MATERIAL TO PROCESS Block Start
PR #332, opened 2024-12-08
Upgrade ESLint

KristjanESPERANTO:
1. Upgrade ESLint to v9
2. Switch from deprecated eslintrc config to flat config
3. Apply rules to codebase
4. The linter workflow didn't work after the ESLint upgrade, so I did two things to fix this:
    1. Move the linter test to a separate job that runs only once. It is not necessary to run it with every node version.
    2. Since the GitHub action [complained about the missing lock file](https://github.com/public-transport/hafas-client/actions/runs/12225229939/job/34098967427#step:3:25), I added it to the repository. According to [the node documentation](https://docs.npmjs.com/cli/v10/configuring-npm/package-lock-json), it is recommended to commit the lock file anyway: _"This file is intended to be committed into source repositories, and serves various purposes..."_.

Should I rather outsource the adjustments to the workflows to an extra PR?


.github/workflows/test.yml
```diff
@@ -6,6 +6,22 @@ env:
...
+    runs-on: ubuntu-latest
+    timeout-minutes: 15
+    steps:
+      - name: "Checkout code"
+        uses: actions/checkout@v4
+      - name: "Use Node.js"
+        uses: actions/setup-node@v4
+        with:
+          node-version: 23
+          cache: "npm"
```
derhuerst, line 19: Apparently this causes the "Dependencies lock file is not found" error.Can you remove it, as well as the lockfile?

Given that `hafas-client` is a library (and not an app/service), the lockfile would only apply when cloning it and installing dependencies via `npm install`, so it has very limited benefits. At the same time, it is cumbersome to work with it. This is why I'd like the repo not to have a lockfile.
MATERIAL TO PROCESS Block End
- PROBLEM TO WORK ON -
Look at the material above and copy, word for word, its lines from the first through the one containing "1. Move the".

- ANSWER TO THE EXERCISE -
PR #332, opened 2024-12-08
Upgrade ESLint

KristjanESPERANTO:
1. Upgrade ESLint to v9
2. Switch from deprecated eslintrc config to flat config
3. Apply rules to codebase
4. The linter workflow didn't work after the ESLint upgrade, so I did two things to fix this:
    1. Move the linter test to a separate job that runs only once. It is not necessary to run it with every node version.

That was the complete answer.